PR #146, opened 2018-03-19
templates: Change geth docker image data path

bingen:
So it's the default and there's no need to add anything to `geth attach`.

### DIFF
--- a/templates/beta/docker-compose.yml
+++ b/templates/beta/docker-compose.yml
@@ -19,7 +19,7 @@ services:
   devnet:
     image: aragon/geth-devnet
     volumes:
-      - ${ETHDATA_LOCAL_PATH}:/root/.ethdata
+      - ${ETHDATA_LOCAL_PATH}:/root/.ethereum
     ports:
       - "8545:8545"
       - "8546:8546"


templates/beta/docker-compose.yml
```diff
@@ -19,7 +19,7 @@ services:
   devnet:
     image: aragon/geth-devnet
     volumes:
-      - ${ETHDATA_LOCAL_PATH}:/root/.ethdata
+      - ${ETHDATA_LOCAL_PATH}:/root/.ethereum
```
bpierre: Shall we set a user in aragon/geth-devnet, instead of running geth as root?

bingen: Yes, but that image (`aragon/geth-devnet`) Dockerfile is not in this repo, right? So that change needs to be made somewhere else.

bpierre: Yes sorry, I was talking about https://github.com/aragon/geth-devnet

bingen: So maybe we can just merge this one for now and leave that change for another PR

bpierre: Yes 👌

PR #153, opened 2018-03-19
Apps: publish 1.0.3

sohkai:
I've added the hand-fixed version of Finance's artifacts.json for now, so we can deploy off of that.


izqui:
why is the artifact committed just for finance?

sohkai:
Because the dev-cli's artifact includes wrong information (see https://github.com/aragon/aragon-dev-cli/issues/43)

PR #160, opened 2018-03-20
templates: Remove docker deploy image for beta templates

bingen:
Avoids the need to download or build a 3GB image just for deployment and connects to `geth-devnet` image from host directly. (On continued testing can fill up local hard disk. )
Besides, testing is way faster this way.

Needs:
https://github.com/aragon/aragonOS/pull/249
https://github.com/aragon/aragon-id/pull/13


templates/beta/test/beta.js
```diff
@@ -1,406 +0,0 @@
-const { assertRevert } = require('@aragon/test-helpers/assertThrow')
```
sohkai: Are these tests supposed to be removed? Does the docker.js tests supersede these?

bingen: Yes, that's the idea. Old `beta.js` was meant to be run on ganache, deploying everything from scratch. Now we use `scripts/deploy.sh` to test, which previously does all the needed deployment.

templates/beta/scripts/deploy.sh
```diff
@@ -10,6 +10,7 @@ npm run deploy:devnet:apm
 cd -
 
 cd node_modules/@aragon/id
+npm install
```
sohkai: Ahh, I think I need to push my local version of npm installing here.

* [What you are asked to do]: Restate the full listing word for word, leaving out nothing.

* [Task solution]:
PR #146, opened 2018-03-19
templates: Change geth docker image data path

bingen:
So it's the default and there's no need to add anything to `geth attach`.

### DIFF
--- a/templates/beta/docker-compose.yml
+++ b/templates/beta/docker-compose.yml
@@ -19,7 +19,7 @@ services:
   devnet:
     image: aragon/geth-devnet
     volumes:
-      - ${ETHDATA_LOCAL_PATH}:/root/.ethdata
+      - ${ETHDATA_LOCAL_PATH}:/root/.ethereum
     ports:
       - "8545:8545"
       - "8546:8546"


templates/beta/docker-compose.yml
```diff
@@ -19,7 +19,7 @@ services:
   devnet:
     image: aragon/geth-devnet
     volumes:
-      - ${ETHDATA_LOCAL_PATH}:/root/.ethdata
+      - ${ETHDATA_LOCAL_PATH}:/root/.ethereum
```
bpierre: Shall we set a user in aragon/geth-devnet, instead of running geth as root?

bingen: Yes, but that image (`aragon/geth-devnet`) Dockerfile is not in this repo, right? So that change needs to be made somewhere else.

bpierre: Yes sorry, I was talking about https://github.com/aragon/geth-devnet

bingen: So maybe we can just merge this one for now and leave that change for another PR

bpierre: Yes 👌

PR #153, opened 2018-03-19
Apps: publish 1.0.3

sohkai:
I've added the hand-fixed version of Finance's artifacts.json for now, so we can deploy off of that.


izqui:
why is the artifact committed just for finance?

sohkai:
Because the dev-cli's artifact includes wrong information (see https://github.com/aragon/aragon-dev-cli/issues/43)

PR #160, opened 2018-03-20
templates: Remove docker deploy image for beta templates

bingen:
Avoids the need to download or build a 3GB image just for deployment and connects to `geth-devnet` image from host directly. (On continued testing can fill up local hard disk. )
Besides, testing is way faster this way.

Needs:
https://github.com/aragon/aragonOS/pull/249
https://github.com/aragon/aragon-id/pull/13


templates/beta/test/beta.js
```diff
@@ -1,406 +0,0 @@
-const { assertRevert } = require('@aragon/test-helpers/assertThrow')
```
sohkai: Are these tests supposed to be removed? Does the docker.js tests supersede these?

bingen: Yes, that's the idea. Old `beta.js` was meant to be run on ganache, deploying everything from scratch. Now we use `scripts/deploy.sh` to test, which previously does all the needed deployment.

templates/beta/scripts/deploy.sh
```diff
@@ -10,6 +10,7 @@ npm run deploy:devnet:apm
 cd -
 
 cd node_modules/@aragon/id
+npm install
```
sohkai: Ahh, I think I need to push my local version of npm installing here.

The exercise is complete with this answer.